On Sat, Jul 4, 2009 at 12:33 AM, mclovin<hanoo...@gmail.com> wrote:
> Currently I need to find the most common elements in thousands of
> arrays within one large array (arround 2 million instances with ~70k
> unique elements)
>
> so I set up a dictionary to handle the counting so when I am
> iterating  I up the count on the corrosponding dictionary element.
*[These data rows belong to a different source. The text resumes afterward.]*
PR #5202, opened 2026-08-24
[F136] reject future-dated peer announcements instead of treating the…

### LINKED ISSUE #5045: [F136] Future-dated announcements bypass the 3-day freshness policy indefinitely

---

## Source
AI security-scan **Finding 136** (severity: **medium**). Tracked in `SUBMISSIONS.md` as F136.

**Affected file:** `massa-protocol-worker/src/handlers/peer_handler/models.rs`

## Summary
`get_rand_peers_to_send` in `massa-main/massa-protocol-worker/src/handlers/peer_handler/models.rs` treats `last_announce.timestamp` as the peer freshness signal and only excludes entries older than `now - THREE_DAYS_MS`. Because peer announcements carry an attacker-controlled timestamp that is accepted during `perform_handshake` without a sanity check against local time, a far-future announcement remains eligible for peer sharing and bootstrap responses for an arbitrarily long time. The original finding is correct on this freshness-bypass behavior, but it overstated persistence by claiming the poisoned value cannot be replaced through later handshake updates.

## Root cause
The confirmed issue is the combination of two behaviors:

- `perform_handshake` in `massa-main/massa-protocol-worker/src/handlers/peer_handler/mod.rs` accepts a remote peer's signed `Announcement` and stores it as `last_announce` without validating whether `announcement.timestamp` is near current wall-clock time or excessively future-dated.
- `get_rand_peers_to_send` only checks whether `last_announce.timestamp < now - THREE_DAYS_MS`, so any timestamp far in the future is treated as fresh and its `listeners` remain eligible for propagation.

The original claim about the replacement mechanism was only partially correct. The strictly-greater timestamp rule exists in the tester path in `tester.rs`, but it does *not* generally apply to handshake updates: `perform_handshake` overwrites `info.last_announce` on a later successful handshake, so a future-dated record is not inherently pinned across all update paths.

## Affected code
```rust
fn get_rand_peers_to_send(
        &self,
        nb_peers: usize,
    ) -> Vec<(PeerId, HashMap<SocketAddr, TransportType>)> {
        //TODO: Add ourself
        let now = MassaTime::now().as_millis();

        let min_time = now - THREE_DAYS_MS;

        let mut keys = self.peers.keys().cloned().collect::<Vec<_>>();
        let mut rng = rand::thread_rng();
        keys.shuffle(&mut rng);

        let mut result = Vec::new();

        for key in keys {
            if result.len() >= nb_peers {
                break;
            }
            if let Some(peer) = self.peers.get(&key) {
                // skip old peers
                if let Some(last_announce) = &peer.last_announce {
                    if last_announce.timestamp < min_time {
                        continue;
                    }
                    let listeners: HashMap<SocketAddr, TransportType> =
                        last_announce.listeners.clone().into_iter().collect();
                    if listeners.is_empty() {
                        continue;
                    }
                    result.push((key, listeners));
                }
            }
        }

        result
    }
```

## Recommendation
Validate announcement timestamps during `perform_handshake` against the local clock and reject or clamp announcements that are excessively future-dated. Enforce a bounded acceptable clock-skew window in both directions so only reasonably recent announcements are stored as `last_announce`. As a defense in depth measure, update peer-selection and bootstrap-sharing logic to treat timestamps later than `now + allowed_skew` as invalid or ineligible, rather than relying solely on the check against `now - THREE_DAYS_MS`. Ensure the same time-validity rules are applied consistently wherever peer announcements are accepted, refreshed, or propagated.

## Why P0 / breaking

peterjah:
…m as fresh

  * [ ] make tests compile
  * [ ] make tests pass 

### DIFF
--- a/massa-protocol-worker/src/handlers/peer_handler/announcement.rs
+++ b/massa-protocol-worker/src/handlers/peer_handler/announcement.rs
@@ -24,6 +24,12 @@ use massa_serialization::{
     U64VarIntSerializer,
 };
 
+/// Maximum tolerated clock skew between our local clock and the timestamp carried by a
+/// remote peer's announcement. The timestamp is attacker-controlled and is used as the peer
+/// freshness signal, so an announcement dated arbitrarily far in the future would otherwise
+/// stay "fresh" (and thus eligible for peer sharing and bootstrap responses) forever.
+pub const MAX_ANNOUNCEMENT_CLOCK_SKEW_MS: u64 = 5 * 60 * 1_000;
+
 #[derive(Clone, Debug, PartialEq, Eq)]
 pub struct Announcement {
     /// Listeners
@@ -170,6 +176,12 @@ impl Deserializer<Announcement> for AnnouncementDeserializer {
 }
 
 impl Announcement {
+    /// Check the announcement timestamp against the local clock: a peer cannot legitimately
+    /// announce more than `MAX_ANNOUNCEMENT_CLOCK_SKEW_MS` ahead of us.
+    pub fn is_future_dated(&self, now_millis: u64) -> bool {
+        self.timestamp > now_millis.saturating_add(MAX_ANNOUNCEMENT_CLOCK_SKEW_MS)
+    }
+
     pub fn new(
         listeners: HashMap<SocketAddr, TransportType>,
         routable_ip: Option<IpAddr>,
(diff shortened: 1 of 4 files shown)


Leo-Besancon (dismissed):
The fix looks good to me, the only comment I have is wondering if `MAX_ANNOUNCEMENT_CLOCK_SKEW_MS` should stay as a constant or maybe be set in the config.toml. But IMO as this is only used to ensure "announcement" freshness, it seems it's not very critical so can stay like that if we don't have a good reason to put it in config.

Do you agree @peterjah?

peterjah:
Yes, i don't see any benefits of put this in the config

Leo-Besancon (approved):

PR #5203, opened 2026-08-24
[F134] filter non-routable announced peer endpoints before probing an…

### LINKED ISSUE #5044: [F134] Signed announcements can advertise arbitrary third-party endpoints

---

## Source
AI security-scan **Finding 134** (severity: **medium**). Tracked in `SUBMISSIONS.md` as F134.

**Affected file:** `massa-protocol-worker/src/handlers/peer_handler/announcement.rs`

## Summary
`perform_handshake` accepts a peer's signed `Announcement.listeners` and treats those addresses as trusted peer data without applying any address-policy filtering. Those listener addresses are stored in `last_announce`, forwarded through `PeerManagementMessage::NewPeerConnected`, later re-queued from `PeerManagementMessage::ListPeers`, and eventually probed by `tester.rs` and re-gossiped to other peers. The confirmed issue is therefore the lack of validation for advertised endpoint classes before probing and redistribution. The original claim that the contacted socket must appear in, or be cryptographically bound to, `announcement.listeners` is not supported because the protocol intentionally allows announced addresses to differ from the actual socket tuple.

## Root cause
The root cause is that deserialized listener addresses are accepted as signed metadata and propagated through the peer-management pipeline without checking whether they are acceptable to probe or re-advertise. In `massa-main/massa-protocol-worker/src/handlers/peer_handler/mod.rs`, `perform_handshake` verifies only the signature over the announcement, then stores `announcement` in trusted peer state and forwards `announcement.listeners` through `PeerManagementMessage::NewPeerConnected`.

I
> then iterate through the dictionary and find the 25 most common
> elements.
>
> the elements are initially held in a array within an array. so I am am
> just trying to find the most common elements between all the arrays
> contained in one large array.
> my current code looks something like this:
> d = {}
> for arr in my_array:
> -----for i in arr:
> #elements are numpy integers and thus are not accepted as dictionary
> keys
> -----------d[int(i)]=d.get(int(i),0)+1
>
> then I filter things down. but with my algorithm that only takes about
> 1 sec so I dont need to show it here since that isnt the problem.
>
>
> But there has to be something better. I have to do this many many
> times and it seems silly to iterate through 2 million things just to
> get 25. The element IDs are integers and are currently being held in
> numpy arrays in a larger array. this ID is what makes up the key to
> the dictionary.
>
>  It currently takes about 5 seconds to accomplish this with my current
> algorithm.
>
> So does anyone know the best solution or algorithm? I think the trick
> lies in matrix intersections but I do not know.

Using a defaultdict
(http://docs.python.org/library/collections.html#collections.defaultdict)
would speed it up (but only slightly) and make it clearer to read.